### RECORDS FOR THE EXERCISE
========================================

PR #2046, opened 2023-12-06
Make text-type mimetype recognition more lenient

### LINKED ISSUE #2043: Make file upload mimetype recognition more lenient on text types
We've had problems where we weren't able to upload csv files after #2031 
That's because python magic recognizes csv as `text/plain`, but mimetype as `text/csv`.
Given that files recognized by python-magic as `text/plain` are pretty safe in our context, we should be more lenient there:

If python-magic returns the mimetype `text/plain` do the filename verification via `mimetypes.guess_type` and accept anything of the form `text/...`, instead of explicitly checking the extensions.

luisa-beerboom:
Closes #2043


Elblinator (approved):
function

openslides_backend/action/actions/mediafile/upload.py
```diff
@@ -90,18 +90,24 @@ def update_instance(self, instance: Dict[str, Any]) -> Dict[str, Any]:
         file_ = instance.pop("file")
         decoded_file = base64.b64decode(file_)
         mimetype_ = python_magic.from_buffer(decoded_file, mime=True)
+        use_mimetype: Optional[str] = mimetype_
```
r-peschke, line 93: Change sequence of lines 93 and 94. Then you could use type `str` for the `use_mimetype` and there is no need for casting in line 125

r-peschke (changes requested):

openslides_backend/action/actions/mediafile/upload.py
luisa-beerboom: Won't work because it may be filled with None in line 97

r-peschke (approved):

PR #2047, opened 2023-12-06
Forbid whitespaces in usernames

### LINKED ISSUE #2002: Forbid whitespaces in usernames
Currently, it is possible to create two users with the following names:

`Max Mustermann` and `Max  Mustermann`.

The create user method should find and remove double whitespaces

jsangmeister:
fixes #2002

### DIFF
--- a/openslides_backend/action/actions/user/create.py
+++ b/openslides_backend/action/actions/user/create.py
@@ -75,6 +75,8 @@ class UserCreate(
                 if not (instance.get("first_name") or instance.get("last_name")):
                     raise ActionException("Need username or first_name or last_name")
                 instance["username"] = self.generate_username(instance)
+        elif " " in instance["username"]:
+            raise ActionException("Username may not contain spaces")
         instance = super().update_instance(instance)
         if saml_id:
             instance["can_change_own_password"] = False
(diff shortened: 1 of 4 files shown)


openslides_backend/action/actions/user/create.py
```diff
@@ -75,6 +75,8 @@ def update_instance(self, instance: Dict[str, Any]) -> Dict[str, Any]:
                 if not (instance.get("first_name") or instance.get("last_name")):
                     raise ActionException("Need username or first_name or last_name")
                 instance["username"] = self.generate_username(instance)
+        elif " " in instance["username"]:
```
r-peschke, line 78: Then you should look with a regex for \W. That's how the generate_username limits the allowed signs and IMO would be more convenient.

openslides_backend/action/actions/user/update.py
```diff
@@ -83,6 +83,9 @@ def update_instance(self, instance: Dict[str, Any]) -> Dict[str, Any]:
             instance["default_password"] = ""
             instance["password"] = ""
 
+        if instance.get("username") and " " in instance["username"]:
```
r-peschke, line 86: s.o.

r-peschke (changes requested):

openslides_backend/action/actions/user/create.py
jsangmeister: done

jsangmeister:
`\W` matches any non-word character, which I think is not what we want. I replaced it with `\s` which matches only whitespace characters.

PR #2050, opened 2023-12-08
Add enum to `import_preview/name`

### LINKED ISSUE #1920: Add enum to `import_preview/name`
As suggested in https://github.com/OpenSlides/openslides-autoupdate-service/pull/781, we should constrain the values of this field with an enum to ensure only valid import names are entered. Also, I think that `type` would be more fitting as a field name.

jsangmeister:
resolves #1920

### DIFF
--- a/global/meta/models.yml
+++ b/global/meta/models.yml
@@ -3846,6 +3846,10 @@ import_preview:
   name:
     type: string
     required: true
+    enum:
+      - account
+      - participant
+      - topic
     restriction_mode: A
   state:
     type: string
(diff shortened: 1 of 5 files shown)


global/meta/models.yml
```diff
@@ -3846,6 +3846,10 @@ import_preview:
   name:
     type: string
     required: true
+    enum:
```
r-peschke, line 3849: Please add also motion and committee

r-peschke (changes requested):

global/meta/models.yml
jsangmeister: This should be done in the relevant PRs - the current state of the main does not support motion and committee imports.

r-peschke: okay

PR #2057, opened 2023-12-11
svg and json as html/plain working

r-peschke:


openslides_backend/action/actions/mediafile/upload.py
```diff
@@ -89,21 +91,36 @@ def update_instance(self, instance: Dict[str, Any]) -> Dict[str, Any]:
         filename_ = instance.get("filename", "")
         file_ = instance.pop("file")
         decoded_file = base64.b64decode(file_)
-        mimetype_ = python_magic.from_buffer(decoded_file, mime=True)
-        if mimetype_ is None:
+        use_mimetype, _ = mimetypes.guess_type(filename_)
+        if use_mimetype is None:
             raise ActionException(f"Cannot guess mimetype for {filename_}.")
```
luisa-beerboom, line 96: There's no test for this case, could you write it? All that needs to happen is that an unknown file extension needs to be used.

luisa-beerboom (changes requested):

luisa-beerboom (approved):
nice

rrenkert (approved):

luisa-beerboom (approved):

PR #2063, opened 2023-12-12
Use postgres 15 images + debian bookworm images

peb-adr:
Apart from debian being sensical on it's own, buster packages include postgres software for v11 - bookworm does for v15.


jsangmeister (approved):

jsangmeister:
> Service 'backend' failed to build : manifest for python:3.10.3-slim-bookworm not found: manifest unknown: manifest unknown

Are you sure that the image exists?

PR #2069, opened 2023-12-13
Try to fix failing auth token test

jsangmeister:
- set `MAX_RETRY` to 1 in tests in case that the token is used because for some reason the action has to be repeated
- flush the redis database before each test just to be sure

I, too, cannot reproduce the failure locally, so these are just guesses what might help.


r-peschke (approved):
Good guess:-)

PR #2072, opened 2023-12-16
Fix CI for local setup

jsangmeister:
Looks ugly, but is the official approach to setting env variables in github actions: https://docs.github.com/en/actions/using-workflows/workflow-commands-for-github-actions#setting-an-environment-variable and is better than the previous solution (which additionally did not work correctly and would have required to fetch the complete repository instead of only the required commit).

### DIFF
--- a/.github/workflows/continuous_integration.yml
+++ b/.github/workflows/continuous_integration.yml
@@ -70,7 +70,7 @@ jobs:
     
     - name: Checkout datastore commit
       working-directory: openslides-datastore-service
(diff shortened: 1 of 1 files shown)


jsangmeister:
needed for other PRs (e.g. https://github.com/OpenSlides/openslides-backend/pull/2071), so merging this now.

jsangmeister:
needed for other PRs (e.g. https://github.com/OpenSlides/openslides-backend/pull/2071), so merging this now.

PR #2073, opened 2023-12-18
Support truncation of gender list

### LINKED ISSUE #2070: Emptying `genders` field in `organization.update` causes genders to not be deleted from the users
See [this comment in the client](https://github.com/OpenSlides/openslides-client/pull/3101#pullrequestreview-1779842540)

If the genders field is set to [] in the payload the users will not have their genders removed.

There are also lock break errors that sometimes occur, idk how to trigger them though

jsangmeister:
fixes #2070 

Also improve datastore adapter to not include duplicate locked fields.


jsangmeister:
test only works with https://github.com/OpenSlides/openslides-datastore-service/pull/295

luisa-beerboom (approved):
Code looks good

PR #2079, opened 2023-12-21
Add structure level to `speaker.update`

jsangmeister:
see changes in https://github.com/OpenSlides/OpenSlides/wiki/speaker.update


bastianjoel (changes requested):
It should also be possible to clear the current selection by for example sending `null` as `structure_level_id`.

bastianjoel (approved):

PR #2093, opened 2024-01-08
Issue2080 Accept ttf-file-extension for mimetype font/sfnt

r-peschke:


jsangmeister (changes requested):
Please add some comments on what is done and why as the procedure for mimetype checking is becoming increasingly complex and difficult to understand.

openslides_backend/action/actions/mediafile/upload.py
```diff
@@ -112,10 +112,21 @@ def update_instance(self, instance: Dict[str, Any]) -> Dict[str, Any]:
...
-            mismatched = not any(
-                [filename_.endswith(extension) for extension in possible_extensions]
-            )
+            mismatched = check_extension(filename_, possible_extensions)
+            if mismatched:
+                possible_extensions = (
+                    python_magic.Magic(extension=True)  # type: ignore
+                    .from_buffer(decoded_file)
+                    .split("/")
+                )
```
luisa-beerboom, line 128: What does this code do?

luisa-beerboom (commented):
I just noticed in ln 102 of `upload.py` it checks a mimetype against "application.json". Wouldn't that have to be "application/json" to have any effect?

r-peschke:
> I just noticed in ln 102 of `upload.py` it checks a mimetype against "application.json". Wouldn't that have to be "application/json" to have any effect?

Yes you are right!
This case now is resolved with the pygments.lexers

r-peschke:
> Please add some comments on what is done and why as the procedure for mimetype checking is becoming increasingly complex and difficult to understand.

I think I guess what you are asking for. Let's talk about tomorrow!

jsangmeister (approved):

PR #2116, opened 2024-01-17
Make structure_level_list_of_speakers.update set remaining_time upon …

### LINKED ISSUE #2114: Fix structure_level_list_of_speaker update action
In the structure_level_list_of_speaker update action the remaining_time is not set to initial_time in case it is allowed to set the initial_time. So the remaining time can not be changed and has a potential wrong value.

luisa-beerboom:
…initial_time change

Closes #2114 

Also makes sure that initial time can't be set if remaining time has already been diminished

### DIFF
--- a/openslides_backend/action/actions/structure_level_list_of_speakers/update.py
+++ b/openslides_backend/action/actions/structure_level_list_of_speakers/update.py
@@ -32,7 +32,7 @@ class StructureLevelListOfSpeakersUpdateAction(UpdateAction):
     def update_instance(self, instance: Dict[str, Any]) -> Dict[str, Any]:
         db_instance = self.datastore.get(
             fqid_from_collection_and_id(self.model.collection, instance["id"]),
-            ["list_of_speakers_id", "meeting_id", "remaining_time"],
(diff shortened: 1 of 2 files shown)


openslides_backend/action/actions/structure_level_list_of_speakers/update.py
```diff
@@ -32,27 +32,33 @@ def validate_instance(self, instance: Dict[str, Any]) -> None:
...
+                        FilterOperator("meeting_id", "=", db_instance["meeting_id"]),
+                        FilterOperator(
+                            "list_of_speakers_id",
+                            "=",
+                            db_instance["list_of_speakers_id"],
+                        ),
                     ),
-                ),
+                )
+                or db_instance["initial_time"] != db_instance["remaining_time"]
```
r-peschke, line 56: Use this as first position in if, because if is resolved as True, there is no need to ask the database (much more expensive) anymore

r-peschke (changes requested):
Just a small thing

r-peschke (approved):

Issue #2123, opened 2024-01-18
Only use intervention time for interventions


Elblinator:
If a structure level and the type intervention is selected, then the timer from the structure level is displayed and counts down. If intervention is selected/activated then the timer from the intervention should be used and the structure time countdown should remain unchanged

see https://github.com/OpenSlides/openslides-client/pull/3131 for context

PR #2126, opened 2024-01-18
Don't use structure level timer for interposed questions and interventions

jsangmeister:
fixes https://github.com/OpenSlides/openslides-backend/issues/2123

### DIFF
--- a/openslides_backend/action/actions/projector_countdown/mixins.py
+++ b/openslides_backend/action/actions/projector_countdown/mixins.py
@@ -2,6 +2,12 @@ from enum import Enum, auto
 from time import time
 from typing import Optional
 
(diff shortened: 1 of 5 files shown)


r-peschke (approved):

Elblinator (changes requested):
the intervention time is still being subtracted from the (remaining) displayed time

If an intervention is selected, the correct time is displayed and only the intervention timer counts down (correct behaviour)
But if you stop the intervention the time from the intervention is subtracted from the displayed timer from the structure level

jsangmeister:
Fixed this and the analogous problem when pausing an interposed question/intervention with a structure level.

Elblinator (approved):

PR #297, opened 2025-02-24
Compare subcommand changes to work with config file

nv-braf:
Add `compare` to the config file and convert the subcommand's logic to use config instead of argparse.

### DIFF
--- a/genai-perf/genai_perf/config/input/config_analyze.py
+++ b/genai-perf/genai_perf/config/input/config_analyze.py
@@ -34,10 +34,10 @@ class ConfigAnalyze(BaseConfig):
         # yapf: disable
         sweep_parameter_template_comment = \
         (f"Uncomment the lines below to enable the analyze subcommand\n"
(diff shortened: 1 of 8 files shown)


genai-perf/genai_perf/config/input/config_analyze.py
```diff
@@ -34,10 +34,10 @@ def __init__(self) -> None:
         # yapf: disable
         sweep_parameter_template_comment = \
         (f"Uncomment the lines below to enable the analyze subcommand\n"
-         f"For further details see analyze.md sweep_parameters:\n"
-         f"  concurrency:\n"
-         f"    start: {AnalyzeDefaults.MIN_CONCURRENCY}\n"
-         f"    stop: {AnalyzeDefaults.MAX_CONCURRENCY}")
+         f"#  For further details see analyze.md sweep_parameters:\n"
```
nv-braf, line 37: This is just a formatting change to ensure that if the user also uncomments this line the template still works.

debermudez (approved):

========================================

### PROBLEM DESCRIPTION
Copy each line in the listing where "bastianjoel" appears.

### WRITTEN REPLY
bastianjoel (changes requested):
bastianjoel (approved):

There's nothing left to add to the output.